● **Data to use**
PR #709, opened 2022-11-12
Change "constant QP" to "constant rate factor"

wantehchang:
If rate_control_mode is set to 0 (the default), the rate control mode depends on the value of enable_adaptive_quantization. If enable_adaptive_quantization is 2 (the default), the rate control mode is constant rate factor (CRF). If enable_adaptive_quantization is 0, the rate control mode is constant QP. Since we don't set enable_adaptive_quantization, the rate control mode is CRF.

### DIFF
--- a/libheif/plugins/heif_encoder_svt.cc
+++ b/libheif/plugins/heif_encoder_svt.cc
@@ -624,7 +624,7 @@ struct heif_error svt_encode_image(void* encoder_raw, const struct heif_image* i
   // disable 2-pass
   svt_config.rc_stats_buffer = (SvtAv1FixedBuf) {nullptr, 0};
 
-  svt_config.rate_control_mode = 0; // constant QP
+  svt_config.rate_control_mode = 0; // constant rate factor
   svt_config.qp = encoder->qp;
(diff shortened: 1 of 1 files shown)


libheif/plugins/heif_encoder_svt.cc
```diff
@@ -624,7 +624,7 @@ struct heif_error svt_encode_image(void* encoder_raw, const struct heif_image* i
   // disable 2-pass
   svt_config.rc_stats_buffer = (SvtAv1FixedBuf) {nullptr, 0};
 
-  svt_config.rate_control_mode = 0; // constant QP
+  svt_config.rate_control_mode = 0; // constant rate factor
```
wantehchang, line 627: Note that line 622 is commented out:

```
  //svt_config.enable_adaptive_quantization = 0;
```

Therefore `svt_config.enable_adaptive_quantization` has the default value of 2.

wantehchang (commented):
@farindk @hassount Please review. Thanks.

farindk:
Right. Thank you.

PR #718, opened 2022-11-16
Defer NCLX profile integer-to-enum-value conversion

lovell:
This takes the great work started in commit ffdac1e and extends it to ensure the cast from integer to enum value occurs as late as possible by storing integers in the `known_*` sets.

Without this change, UBSan currently reports the following:
```
SUMMARY: UndefinedBehaviorSanitizer: undefined-behavior plugins/heif_decoder_aom.cc:226:3
plugins/heif_decoder_aom.cc:226:3: runtime error: load of value 228, which is not a valid value for type 'aom_color_primaries_t' (aka 'aom_color_primaries')
0xab83f4 in aom_decode_image(void*, heif_image**)
0xa678db in heif::HeifContext::decode_image_planar(unsigned int, std::__1::shared_ptr<heif::HeifPixelImage>&, heif_colorspace, heif_decoding_options const*, bool) const
0xa66417 in heif::HeifContext::decode_image_user(unsigned int, std::__1::shared_ptr<heif::HeifPixelImage>&, heif_colorspace, heif_chroma, heif_decoding_options const*)
0xa39044 in heif_decode_image
```
If required, I can provide an example image with a colour primary value of 228 that triggers this error.

### DIFF
--- a/libheif/heif.cc
+++ b/libheif/heif.cc
@@ -1364,7 +1364,7 @@ size_t heif_image_handle_get_raw_color_profile_size(const struct heif_image_hand
 }
 
 
-static const std::set<enum heif_color_primaries> known_color_primaries{
+static const std::set<typename std::underlying_type<heif_color_primaries>::type> known_color_primaries{
     heif_color_primaries_ITU_R_BT_709_5,
     heif_color_primaries_unspecified,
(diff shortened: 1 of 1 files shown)


farindk:
Great catch. Thank you.

PR #719, opened 2022-11-17
Handle relative vs absolute paths for .pc file variables

### LINKED ISSUE #717: Improve pkg-config file generation
[As Autotools is intended to be removed, the CMake generated .pc file needs to be improved for relocatibility](https://github.com/msys2/MINGW-packages/blob/043607c29b4f26550c7cd04ee3be61f340748f13/mingw-w64-libheif/PKGBUILD#L64)  - namely, it should use [`${prefix}` etc. variables when possible](https://people.freedesktop.org/~dbn/pkg-config-guide.html), but still support absolute paths when required.

See e.g. [libjxl](https://github.com/libjxl/libjxl/blob/3f6ec60ce6890132c1e2ea9719de5981042a1d96/lib/jxl.cmake#L642-L663) and [libtiff](https://gitlab.com/libtiff/libtiff/-/blob/31d9e9f73dc8b6fa599c931d9ff058d8ea32795c/cmake/PkgConfig.cmake#L48-63)

Also, there is no need to substitute

```
Libs: -L@libdir@ -lheif
Cflags: -I@includedir@
```

as, being defined correctly at the start, they can be left as

```
Libs: -L${libdir} -lheif
Cflags: -I${includedir}
```

kmilos:
Fixes #717


farindk:
Thank you.

PR #722, opened 2022-11-20
Spelling

jsoref:
I'm following up on a PR I sent to a downstream consumer (and then accidentally to the wrong fork of libheif...).

A few notable bits:

commit | notes |
-|-
9238834373c07c162668c0a7d3962483083c34c2 | `heif_encoder_descriptor_supportes_lossless_compression` is deprecated, but it still appears to be used internally. I've included changes to update the internal uses.
d9dedde4d860cb13c233001826a4a7fc4230b154 | I didn't include deprecation bits here. I did for `supports` to show that I could. I'm not quite sure what the preferences are for this repository, so I'm using this pair as a point for discussion.

---

This PR corrects misspellings identified by the [check-spelling action](https://github.com/marketplace/actions/check-spelling).

The misspellings have been reported at https://github.com/jsoref/libheif/commit/65da0de0791f07ce9a7472ff7d150feb70a96b87#commitcomment-90537659

The action reports that the changes in this PR would make it happy: https://github.com/jsoref/libheif/commit/8772000ff91d4c39a3d4111e49964352d20900da

Note: this PR does not include the action. If you're interested in running a spell check on every PR and push, that can be offered separately.

### DIFF
--- a/examples/heif_enc.cc
+++ b/examples/heif_enc.cc
@@ -1422,7 +1422,7 @@ int main(int argc, char** argv)
     //heif_image_set_nclx_color_profile(image.get(), &nclx);
 
     if (lossless) {
-      if (heif_encoder_descriptor_supportes_lossless_compression(active_encoder_descriptor)) {
+      if (heif_encoder_descriptor_supports_lossless_compression(active_encoder_descriptor)) {
         heif_encoder_set_lossless(encoder, lossless);
       }
       else {
--- a/libheif/heif.cc
+++ b/libheif/heif.cc
@@ -1769,14 +1769,14 @@ int heif_encoder_descriptor_supports_lossless_compression(const struct heif_enco
 }
 
 
-// DEPRECATED: typo in functino name
+// DEPRECATED: typo in function name
 int heif_encoder_descriptor_supportes_lossy_compression(const struct heif_encoder_descriptor* descriptor)
 {
   return descriptor->plugin->supports_lossy_compression;
 }
 
 
-// DEPRECATED: typo in functino name
+// DEPRECATED: typo in function name
 int heif_encoder_descriptor_supportes_lossless_compression(const struct heif_encoder_descriptor* descriptor)
 {
   return descriptor->plugin->supports_lossless_compression;
--- a/libheif/heif_cxx.h
+++ b/libheif/heif_cxx.h
@@ -383,14 +383,19 @@ namespace heif {
 
     enum heif_compression_format get_compression_format() const noexcept;
 
+    // DEPRECATED: typo in function name
     bool supportes_lossy_compression() const noexcept;
 
+    // DEPRECATED: typo in function name
     bool supportes_lossless_compression() const noexcept;
 
 
     // throws Error
     Encoder get_encoder() const;
 
+    bool supports_lossy_compression() const noexcept;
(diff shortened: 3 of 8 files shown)


examples/heif_enc.cc
```diff
@@ -1422,7 +1422,7 @@ int main(int argc, char** argv)
     //heif_image_set_nclx_color_profile(image.get(), &nclx);
 
     if (lossless) {
-      if (heif_encoder_descriptor_supportes_lossless_compression(active_encoder_descriptor)) {
+      if (heif_encoder_descriptor_supports_lossless_compression(active_encoder_descriptor)) {
```
jsoref, line 1425: as noted...

libheif/heif.cc
```diff
@@ -1769,14 +1769,14 @@ int heif_encoder_descriptor_supports_lossless_compression(const struct heif_enco
 }
 
 
-// DEPRECATED: typo in functino name
+// DEPRECATED: typo in function name
```
jsoref, line 1772: I can't tell if this is intentionally cute or not...

libheif/heif_cxx.h
```diff
@@ -284,7 +284,7 @@ namespace heif {
 
     bool is_full_range() const;
 
-    void set_color_primaties(heif_color_primaries cp);
+    void set_color_primaries(heif_color_primaries cp);
```
jsoref, line 287: As noted, I could include the old name as a deprecated version.

C++ classes are brittle which makes things interesting. In some ways, it might make more sense to just force people to update when they upgrade. But, I'm not sure what the repository's policy is for C++...

scripts/cpplint.py
```diff
@@ -3237,7 +3237,7 @@ def CheckOperatorSpacing(filename, clean_lines, linenum, error):
   elif not Match(r'#.*include', line):
     # Look for < that is not surrounded by spaces.  This is only
     # triggered if both sides are missing spaces, even though
-    # technically should should flag if at least one side is missing a
+    # technically it should flag if at least one side is missing a
```
jsoref, line 3240: this is an atypical correction

jsoref (commented):
Most corrections automatically suggested by Google Sheets

libheif/heif_cxx.h
silverbacknet: If you add the old name to the very end, it should not present any C++ ABI or API problem. In this case, it should work even if they're building with mismatched header/libs, since the signatures and output are identical. Just add a line with `// DEPRECATED, typo in function name` like the end of heif.h.

farindk: Since there is no C++ shared library, there is no issue here. It will fail during compilation with old application source, but that is easy to fix. If there were a shared library, we would need ABI stability so that a newer installed library does not break existing binaries.

farindk:
Thank you.
The file `tests/catch.hpp` is generated from this library: https://github.com/catchorg/Catch2
Maybe you want to report the spelling errors in that file there.

alvinhochun:
This change appears to have caused API-breaking changes in a patch release: https://bugs.kde.org/463889

farindk:
Right, that slipped through. I'll do a v1.14.2 which restores the old names as an alternative.

PR #725, opened 2022-11-23
Fix processing of force_screen_content_tools in AVIF

pelle-capture:


farindk:
Thank you for spotting this.

PR #733, opened 2022-12-02
Ensure incoming NCLX enum values are cast to integer before validation

lovell:
This is a follow-up to #718 as the undefined behaviour was still being reported for some (fuzzer-found) inputs. I tracked this down to the use of a cast in the de265 decoder that is missing from the aom and dav1d decoders.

● **Assignment**
After reading through the material, report every line that holds "even".

● **Expected answer**
     # triggered if both sides are missing spaces, even though
silverbacknet: If you add the old name to the very end, it should not present any C++ ABI or API problem. In this case, it should work even if they're building with mismatched header/libs, since the signatures and output are identical. Just add a line with `// DEPRECATED, typo in function name` like the end of heif.h.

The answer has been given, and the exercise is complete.